17.4.18

ESMA VE SIFAT-I NEBİ NOTLARI - ( MÜRŞİD-İ İMÂNÎ A.S.M )

“ Bismillâhirrahmânirrahim..”

122 - *MÜRŞİD-İ İMÂNÎ* *(A.S.M)*

Anlamı: Allah’ın C.C varlık ve birliğini, emrettiği esasların hak ve hakikat oluşunu, kabul, tasdik ve iz’an..din-i Mübin-i İslamiyet’te bildirdiği marziyatındaki muhteviyat kabul ve amel etmek ,uhdesine aldığı vazifeyi yerine getirmek konularında insanları irşad ile doğru yola gösteren Hz. Muhammed Aleyhissalâtü Vesselâm.

Nur-u nazarla ( hadiselere nurlu bir bakışla) ilel-i müterettibe-i müteselsilenin ( zincirleme uzayıp giden sebeplerin) meyanında olan terettübü ( sıralamayı) keşfederek umum kemâlât-ı insaniyenin tohumu hükmünde olan mürekkebatı ( Bütünlüğü meydana getiren parçaları), besaite tahlil ( basit ve katışıksız olan şeyleri ayrıştırma) ve ircâ etmekle hâsıl olan kabiliyet-i ilim ve terkip dedikleri kavanîn i cariyeyi ( geçerli kanunları) istimal edip, san’atıyla tabiatı muhakât ( taklit eden) olan kabiliyet-i san’attan nazarının kusurunu ve evhamın müzahameti ( sıkışıp yoğunlaşması) ve sevk-i insaniyetin adem-i kifayeti ( yetersiz gelmesi) cihetiyle bir Mürşid-i nebîye ihtiyaç gösteriyor—tâ, âlemdeki nizam-ı ekmelin ( mükemmel nizamın) muvazenesi ( dengesi)  muhafaza olunsun…. 

Muhâkemat

*BU İSMİN/SIFATIN HAKİKATİNE DAİR;*

Arkadaş! Şu zât-ı nuranî (a.s.m.), mürşid-i imânî, Resûl-i Ekrem (Aleyhissalâtü Vesselâm) bak, nasıl neşrettiği hakikatin nuruyla, hakkın ziyasıyla, nev-i beşerin gecesini gündüze, kışını bahara çevirerek, âlemde yaptığı inkılâp ile âlemin şeklini değiştirerek nuranî bir şekle sokmuştur. Evet, o zâtın nuranî güzelliğiyle kâinata bakılmazsa, kâinat bir mâtem-i umumî içinde görünecekti. Bütün mevcudat birbirine karşı ecnebî ve düşman durumunda bulunacaktı. Cemâdat, birer cenaze suretini gösterecekti. Hayvan ve insanlar, eytam gibi zeval ve firakın korkusundan vâveylâlara düşeceklerdi. Ve kâinata, harekâtıyla, tenevvüüyle ve tagayyüratıyla, nukuşuyla tesadüfe bağlı bir oyuncak nazarıyla bakılacaktı. Bilhassa insanlar, hayvanlardan daha aşağı, zelil ve hakir olacaklardı.

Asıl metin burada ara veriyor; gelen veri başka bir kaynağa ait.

PR #446, opened 2026-04-17
PLT-1652 : Datadog Dashboard Module

jasonvinson:
## 🎫 Ticket
https://jira.cms.gov/browse/PLT-1652

## 🛠 Changes
Added new terraform/modules/datadog_dashboard module with overview metrics for various services: Lambda, Aurora, SNS, S3, ECS, ELB. Teams can opt-out of widgets that are not relevant to their app.

## ℹ️ Context
This work is part of our migration from New Relic to Datadog. The goal is to provide a baseline dashboard that each team can quickly spin up while also enabling them to easily extend with custom widgets.

## 🧪 Validation
Validated by creating services/tftesting/datadog_dashboard and verifying the dashboard is setup correctly in the Datadog GUI after local tofu apply.


juliareynolds-nava (dismissed):

terraform/modules/datadog_dashboard/main.tf
```diff
@@ -0,0 +1,269 @@
...
+        }
+      }
+    }
+  }
+  dynamic "widget" {
+    # Renders the block exactly once if true, zero times if false
+    for_each = var.enable_default_widgets.elb ? [1] : []
+    content {
+      group_definition {
+        title       = "ELB"
```
mianava: Nit: This is logical because AWS is "ELB" for all the types, for consistency with how our services are, we might want to call this ALB.

terraform/modules/datadog_dashboard/main.tf
```diff
@@ -0,0 +1,269 @@
...
+        title = "Aurora Estimated Shared Memory (Bytes)"
+        request {
+          q = "avg:aws.rds.aurora_estimated_shared_memory_bytes{application:${var.app}, $env} by {environment}"
+        }
+      }
+    }
+
+
+  }
+}
```
mianava: Nit: Update PR with a line for all files. (Noting CDAP can add a pre-commit line for end of file in another PR.)

terraform/modules/datadog_dashboard/README.md
```diff
@@ -0,0 +1,35 @@
+<!-- BEGIN_TF_DOCS -->
```
mianava, line 6: Usability: It may be obvious, but a description here could help team members understand when they'd use this resource. In the status quo, the default setup should get them coverage for a common DASG application. We could also indicate that this module can be extended with an alternative default if folks are instantiating a dashboard that may be common but different than this in the future.

terraform/services/tftesting/datadog_dashboard/versions.tf
```diff
@@ -0,0 +1,15 @@
...
+  required_providers {
+    datadog = {
+      source  = "DataDog/datadog"
+      version = "~> 3.0"
+    }
+  }
+
+}
+
+provider "datadog" {
```
mianava, line 13: We can merge this in and update this when the application key path is confirmed in the API key and application key stuff. I *think* these can come from ssm parameters, so you'd, ideally, have a data lookup for the ssm parameter value and that will require the AWS provider, as well. Though I think we can keep that *out of* the modules/datadog_dashboard and keep it in the services/tftesting/datadog_dashboard where providers is defined.

terraform/services/tftesting/datadog_dashboard/versions.tf
```diff
@@ -0,0 +1,15 @@
...
+  api_url = "https://app.ddog-gov.com"
+}
```
mianava: Nit: line end formatting

mianava (changes requested):
Looks good! Just a few very small items. 

Let's step through the dashboard together to ensure redundancy of knowledge and get it merged in!

mianava (approved):
Approving though we can also wait to get the provider keys merged in in the other PR.

juliareynolds-nava (approved):

PR #452, opened 2026-04-22
PLT-1663 Allow ephemeral environment usage of firewall.

mianava:
## 🎫 Ticket

https://jira.cms.gov/browse/PLT-1663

İşte, o zâtın telkin ettiği iman nazarıyla kâinata bakılmadığı takdirde, kâinat böyle korkunç, zulümatlı bir şekilde görünecekti. Fakat o mürşid-i kâmilin gözüyle ve iman gözlüğüyle bakılırsa, her taraf nurlu, ziyadar, canlı, hayatlı, sevimli, sevgili bir vaziyette arz-ı dîdâr edecektir.

Evet, kâinat iman nuruyla mâtem-i umumî yeri olmaktan çıkıp mescid-i zikir ve şükür olmuştur. Birbirine düşman telâkki edilen mevcudat, birbirine ahbap ve kardeş olmuşlardır. Cenaze ve ölü şeklini gösteren cemâdat, ünsiyetli birer hayattar ve lisan-ı haliyle Hâlıkının âyâtını nâtık birer musahhar memuru şekline giriyorlar. Ağlayan, müteşekkî ve eytam kıyafetinde görünen insan, ibadetinde zâkir, Halıkına şâkir sıfatını takınıyor. Ve kâinatın harekât, tenevvüat, tagayyürat ve nukuşu abesiyetten kurtuluyor. Rabbânî mektuplar, âyat-ı tekviniyeye sahifeler, esmâ-i İlâhiyeye ayineler suretine inkılâp ederler.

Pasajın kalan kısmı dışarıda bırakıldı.